I think it is better have more options than less because I still have a lot to learn from kernel configuration.Last edited by Dheath on Sun Apr 08, 2007 1:21 pm; edited 3 times in total

----------

## bLUEbYTE84

The two (libata and ordinary ide) conflict each other for SATA.

 *Quote:*   

> I think it is better have more options than less because I still have a lot to learn from kernel configuration.

 

 :Smile: 

Then I guess it is better to both enable OSS and ALSA, for example   :Rolling Eyes:  . Good luck.

----------

## Dheath

 *bLUEbYTE84 wrote:*   

> The two (libata and ordinary ide) conflict each other for SATA.
> 
>  *Quote:*   I think it is better have more options than less because I still have a lot to learn from kernel configuration. 
> 
> Then I guess it is better to both enable OSS and ALSA, for example   . Good luck.

 

I know ALSA and OSS but I don't know about those two.

I'll move my slow edit:

This computer was not bought piece by piece unfortunately.
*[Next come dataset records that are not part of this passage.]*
Issue #3047, opened 2016-06-05
Remove apply:filter event from v3 CollectionView#setFilter


paulfalgout:
### Description

This event only occurs when using `setFilter` and the filter is attempted.  The new filter may not actually change the collection. And if you prevent the render or the view has never been rendered, this event won't fire.  I think the use-case for this event is nearly non-existent and it has edge cases that are odd to explain.  This event is new to v3 and I think we should remove it now.  We can always add it later if there is need, but I do not think we should add to the API / documentation if we don't have to.

@marionettejs/marionette-core thoughts?

### Environment

1. Marionette version: v3

JSteunou:
Gotcha, :+1: to remove it, better now than having a cross to bear for all v3

scott-w:
Happy with that, I can make a note on the `CollectionView` ticket that I'll (eventually) raise to not document that event.

paulfalgout:
https://github.com/marionettejs/backbone.marionette/issues/3051 @scott-w 😀

scott-w:
:D

PR #3051, opened 2016-06-06
V3/collectionview docs

paulfalgout:
Resolves https://github.com/marionettejs/backbone.marionette/issues/3047

I can re-add the `apply:filter` event if necessary, but it was less work to remove it.  It is an untested event that is only in `v3` and has a limited use-case.

Some of the docs were far outdated.  The CompositeView docs described API that existed prior to my using Marionette. I attempted to reduce the docs as much as possible.  Particularly all of the `before:` and `onBeforeEvent` `onEvent` documentation felt repetitive. Now that events should be consistent across Marionette there should be less reason to document general event behavior for each event.

I also regrouped functionality first by API / option `childView` and related, `children` and related, `emptyView` and related, `render`ing and `destroy` then `filter` and last `sort`.

Notably there is still work to be done, particularly around shared view functionality. This functionality is currently described as `Marionette.AbstractView` but `AbstractView` does not exist. Once this shared documentation is resolved, some of the general events, render and destroy can most likely just reference the documentation there. Also greater detail should be given so that users fully understand that the shared functionality is available to the `CollectionView`

### DIFF
--- a/docs/marionette.collectionview.md
+++ b/docs/marionette.collectionview.md
@@ -9,13 +9,9 @@ then append the results of the child view's `el` to the collection view's
 `el`. By default the `CollectionView` will maintain a sorted collection's order
 in the DOM. This behavior can be disabled by specifying `{sort: false}` on initialize.
 
-CollectionView extends directly from Marionette.AbstractView. Please see
+`CollectionView` has the base functionality provided by the View Mixin. Please see
 [the Marionette.AbstractView documentation](marionette.abstractview.md)
 for more information on available features and functionality.
-
-Additionally, interactions with Marionette.Region
-will provide features such as `onShow` callbacks, etc. Please see
-[the Region documentation](./marionette.region.md) for more information.
 
 ## Documentation Index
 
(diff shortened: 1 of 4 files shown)


scott-w:
If this is still open at the weekend I'll make some time to go through it all.

docs/marionette.collectionview.md
```diff
@@ -300,44 +298,62 @@ var ParentView = Marionette.CollectionView.extend({
...
-  addChild: function(child, ChildView, index){
-    if (child.shouldBeShown()) {
-      Marionette.CollectionView.prototype.addChild.apply(this, arguments);
-    }
+  childView: ChildView,
+
+  childViewTriggers: {
+    'show:message': 'child:show:message',
+    'submit:form': 'child:submit:form'
+  },
```
scott-w: Is this specific to `CollectionView`?

docs/marionette.collectionview.md
```diff
@@ -451,649 +512,587 @@ var CollectionView = Marionette.CollectionView({
...
-var ListView = Marionette.View.extend({
-  tagName: 'ul',
-  className: 'list-unstyled',
+When a model is removed from a collection (or destroyed / deleted), the collection
+view will destroy and remove that model's child view.
 
-  childView: ListItemView
-});
+When the collection for the view is sorted, the view will automatically re-sort its child views.
+if the [`reorderOnSort`](#collectionviews-reorderonsort) option is set it will attempt to reorder the DOM and do this without a full re-render, otherwise it will re-render if the order has changed. Please Note that if you apply a filter to the collection view and the filtered views change during a sort then it will always re-render.
```
scott-w: Typo: `if` -> `If`

docs/marionette.collectionview.md
```diff
@@ -451,649 +512,587 @@ var CollectionView = Marionette.CollectionView({
...
-Tree structures are extremely useful layouts for nesting the same type of data
-over and over. A common example of this would be the Windows Explorer file
-picker.
+### CollectionView's `setFilter`
 
-#### Trees in Marionette 2
+The `setFilter` method modifies the `CollectionView`'s filter attribute, and
+renders the new `ChildViews` in a efficient way, instead of
+rendering the whole DOM structure again.
+A `preventRender` option will prevent the view to be rendered.
```
scott-w: This would read better as: Passing `preventRender: true` in the `options` argument will prevent the view being rendered.

scott-w:
👍 I'm happy to merge this in now and just roll the changes into the stuff I'm currently working on.

docs/marionette.collectionview.md
paulfalgout: agreed

docs/marionette.collectionview.md
paulfalgout: works for both

PR #3053, opened 2016-06-06
Reset removeChildview to be consistent with AddChildView

wesmangum:
### Proposed changes
 - The CollectionView's `removeChildView` doesn't return the view like it's sibling function, `addChildView`
 - Reseting `removeChildView` to return the childView keeps the functions consistent with each other
 - `collection-view.spec.js` is also reverted to test for the childView being returned

### DIFF
--- a/src/collection-view.js
+++ b/src/collection-view.js
@@ -525,7 +525,7 @@ const CollectionView = Backbone.View.extend({
   // in the collection in order to keep the children in sync with the collection.
   removeChildView(view) {
     if (!view || view._isDestroyed) {
-      return;
+      return view;
     }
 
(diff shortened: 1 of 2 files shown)


paulfalgout:
As mentioned this was how v2 behaved.  It got removed while `_removeChildView` was briefly privatized.  No reason it shouldn't behave this way

👍

paulfalgout:
BTW @wesmangum is helping out over on https://github.com/paulfalgout/marionette-v3-compat so we might run into some other inconsistencies along the way.

JSteunou:
Nice, thank you for your help @wesmangum !

denar90:
thanks @wesmangum 👍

So, there was little or not at all information what it contains.

In http://kmuto.jp/debian/hcl/index.cgi it says

 *Quote:*   

> VIA Technologies, Inc.	VT82C586/B/VT82C686/A/B/VT8233/A/C/VT8235 PIPC Bus Master IDE	via82cxxx
> 
> 

 

"AMD and nVidia IDE support" could be right but in the same page (http://img366.imageshack.us/img366/6461/screenshot2007040800545jm8.png) there is "VIA82CXXX chipset support" which might be right one too. As you can see there is also "Intel PIIXn chipsets support" selected. Should I take it out?

----------

## krinn

Dheath: i just gave you information that was guess based on lspci. and as i said, i could be wrong... (but this is what i would have try if i was you)

----------

## Dheath

 *krinn wrote:*   

> Dheath: i just gave you information that was guess based on lspci. and as i said, i could be wrong... (but this is what i would have try if i was you)

 

No problem. I try and see which works better.

----------

## Dheath

Now the results are a little better 

```
# hdparm -tT /dev/hdc

/dev/hdc:

Timing cached reads:   1152 MB in  2.00 seconds = 576.04 MB/sec

Timing buffered disk reads:  162 MB in  3.01 seconds =  53.88 MB/sec

```

but are they alright? At least it seems that big files really move faster than before.

I did exactly what bLUEbYTE84 said. When I tried krinns advice with a little improvisation kernel didn't even boot.

The right chipset was "VIA82CXXX chipset support" and I took "Intel PIIXn chipsets support" and "AMD and nVidia IDE support" out of kernel.

Still thanks for both of you! I really appreciated your help  :Wink: 

----------

## CrazyPunk

Those disk stats look nice  :Very Happy: 

I switched to Kubuntu half a year ago, been using it eversince altough I do keep Win2000 installed just to be able to work with map editors and play a game if wine doesn't handle it well enough.

So I felt that I had learnt enough about linux to move onto the next big thing...Gentoo. I downloaded the netinstall cd since I wanted to build the system from the ground up. I managed to compile a working kernel and altough I made some small mistakes like grepping to /etc/fstab instead of mtab and forgetting to install the dhcp client I got everything working in four hours.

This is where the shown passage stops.